Note. It is possible to simulate support for alternate stylesheets in the Windows version of IE4, using a 'plugin' developed by Microsoft engineer
Chris Wilson.
This plugin is available from http://www.geocities.com/Area51/4708/ssselect.zip
.
A plugin doesn't
fix the problem, however; it only provides a workaround. This functionality
should be available out-of-the-box, so all users can benefit from this
feature, and authors may begin to expect support for the same.
white-space
Support for CSS1's nowrap
property would permit retirement of the nonstandard NOBR
extension and the deprecated NOWRAP
markup attribute, as required by HTML 4.0.
Control over whitespace preservation with the
pre
value would help further abstract presentational considerations from markup.
vertical-align
Vertical alignment of elements is an essential layout facility provided for in CSS1. In fact, the lack of support for this feature in CSS implementations is a major reason authors continue to rely on tables to style their pages. Explorer supports the superscript and subscript values of this property (albeit quirkily: the font-size should not change when this value is applied). This leaves six unsupported values.
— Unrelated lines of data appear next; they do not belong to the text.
PR #518, opened 2019-06-07
Adding negotiate challenge support to WebViews

dcale:
There is a hidden feature in Android WebViews that can enable them to handle Negotiate challenges (see https://chromium.googlesource.com/chromium/src/+/master/docs/webview_policies.md). 

This pull request aims at enabling exactly that. The negotiate challenge support is especially helpful for federated logins leveraging spnego authentication. This would enable intranet SSO for all MS Apps using the library (hopefull the entire Native Office Android Apps). By default the features will remain disabled (thus not changing current behaviour), only if an Administrator populates the added managed configurations, the feature is enabled. 

These configurations are also available in the native MS Edge application.

### DIFF
--- a/common/src/main/AndroidManifest.xml
+++ b/common/src/main/AndroidManifest.xml
@@ -4,7 +4,12 @@
     <uses-permission android:name="android.permission.INTERNET" />
     <uses-permission android:name="android.permission.ACCESS_NETWORK_STATE" />
 
+
     <application>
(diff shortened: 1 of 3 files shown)


iambmelt:
Adding @shoatman as a reviewer

@dcale Because this change would expose dependents of `common` to [remote/managed configurations](https://developer.android.com/work/managed-configurations) I suspect this is going to require extra review relative to threat modeling and functionality across apps integrated with ADAL already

Beta release 2 of Internet Explorer 5.0 fixes a few bugs in the tests given above, but it also adds a few new bugs.
IE 5.0 beta 2 adds a new twist to the box model
vertical formatting test. Due to the presence
of the CSS height
property, IE adds 22 pixels or so at the
top margin. It also interprets the value of the height, but it takes
that value to define the area that includes the border and padding (but
not margin), rather than the content area alone.
The box model horizontal formatting test shows the same extra top margin as does the vertical formatting test, between the top ruler and the paragraph.
There are also a few display problems in these two tests at the pixel level. The borders are 1 pixel too short on the top (horizontal test) or left (vertical) side, and there is 1 pixel missing in the vertical test where at the top right corner of the bottom border (it is white instead of gray).
IE 5.0 beta 2 interprets correctly the media tty
section of the demonstration of error handling
problems which appear now. That is, the text is black. IE still
indents everything, however.
IE 5.0 beta 2 shows example 1 in the display properties demonstrations correctly.